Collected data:
·····

PR #7950, opened 2022-03-03
Add windows platform to TargetFramework value for .NET 7 when needed.

melytc:
Fixes [AB#1473348](https://devdiv.visualstudio.com/0bdbc590-a062-4c3f-b0f6-9383f67865ee/_workitems/edit/1473348).

The platform value is needed to be added to the `TargetFramework` value for WPF and Windows Forms projects to be able to build properly. We have been adding this value for .NET 5 and 6; this change extends this behavior for .NET 7.

###### Microsoft Reviewers: [Open in CodeFlow](https://portal.fabricbot.ms/api/codeflow?pullrequest=https://github.com/dotnet/project-system/pull/7950)

### DIFF
--- a/src/Microsoft.VisualStudio.ProjectSystem.Managed/ProjectSystem/Properties/InterceptedProjectProperties/ApplicationPropertyPage/CompoundTargetFrameworkValueProvider.cs
+++ b/src/Microsoft.VisualStudio.ProjectSystem.Managed/ProjectSystem/Properties/InterceptedProjectProperties/ApplicationPropertyPage/CompoundTargetFrameworkValueProvider.cs
@@ -208,7 +208,7 @@ namespace Microsoft.VisualStudio.ProjectSystem.Properties
 
         private static bool IsNetCore5OrHigher(string targetFrameworkAlias)
         {
-            return targetFrameworkAlias.Contains("5.0") || targetFrameworkAlias.Contains("6.0");
+            return targetFrameworkAlias.Contains("5.0") || targetFrameworkAlias.Contains("6.0") || targetFrameworkAlias.Contains("7.0");
         }
 
         private async Task<bool> IsWindowsPlatformNeededAsync()


src/Microsoft.VisualStudio.ProjectSystem.Managed/ProjectSystem/Properties/InterceptedProjectProperties/ApplicationPropertyPage/CompoundTargetFrameworkValueProvider.cs
```diff
@@ -208,7 +208,7 @@ private async Task<string> ComputeValueAsync(ComplexTargetFramework complexTarge
 
         private static bool IsNetCore5OrHigher(string targetFrameworkAlias)
         {
-            return targetFrameworkAlias.Contains("5.0") || targetFrameworkAlias.Contains("6.0");
+            return targetFrameworkAlias.Contains("5.0") || targetFrameworkAlias.Contains("6.0") || targetFrameworkAlias.Contains("7.0");
```
drewnoakes, line 211: This problem is going to surface again with .NET 8.

We have access to the TargetFrameworkIdentifier and TargetFrameworkVersion here. Can we use those instead?

For example,

```c#
return TargetFrameworkIdentifier == ".NETCoreApp" && ParseTargetFrameworkVersion(TargetFrameworkVersion) > 6.0m;
```

The comparisons should use the correct `StringComparer`. `TargetFrameworkVersion` has form `v6.0`, so `ParseTargetFrameworkVersion` would need to remove the leading `v` and parse the rest using `decimal.TryParse`. If it's possible that the version has form `0.0.0` then we should use `System.Version` instead.

drewnoakes (approved):
We need a proper fix here. I'm approving this in case you don't have bandwidth to fix this and need it in preview 2. If you do merge it, please either file a follow up PR or create an issue.

I think adding a more robust fix here should be straightforward though.

src/Microsoft.VisualStudio.ProjectSystem.Managed/ProjectSystem/Properties/InterceptedProjectProperties/ApplicationPropertyPage/CompoundTargetFrameworkValueProvider.cs
melytc: Ideally, yes. There's a bigger problem around that is the property querying is for the previous TargetFramework, not the one that is actually being changed to. But I agree, I think it's a good time to rethink how we're handling it. I'll try to come up with something today.

MiYanni (approved):

melytc:
I'm going to merge this, while I work on an overall improvement in this class here: https://github.com/dotnet/project-system/issues/7958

·····

Your goal: Show each line in the entries that holds the string "ApplicationPropertyPage".

Solution for this exercise:
--- a/src/Microsoft.VisualStudio.ProjectSystem.Managed/ProjectSystem/Properties/InterceptedProjectProperties/ApplicationPropertyPage/CompoundTargetFrameworkValueProvider.cs
+++ b/src/Microsoft.VisualStudio.ProjectSystem.Managed/ProjectSystem/Properties/InterceptedProjectProperties/ApplicationPropertyPage/CompoundTargetFrameworkValueProvider.cs
src/Microsoft.VisualStudio.ProjectSystem.Managed/ProjectSystem/Properties/InterceptedProjectProperties/ApplicationPropertyPage/CompoundTargetFrameworkValueProvider.cs
src/Microsoft.VisualStudio.ProjectSystem.Managed/ProjectSystem/Properties/InterceptedProjectProperties/ApplicationPropertyPage/CompoundTargetFrameworkValueProvider.cs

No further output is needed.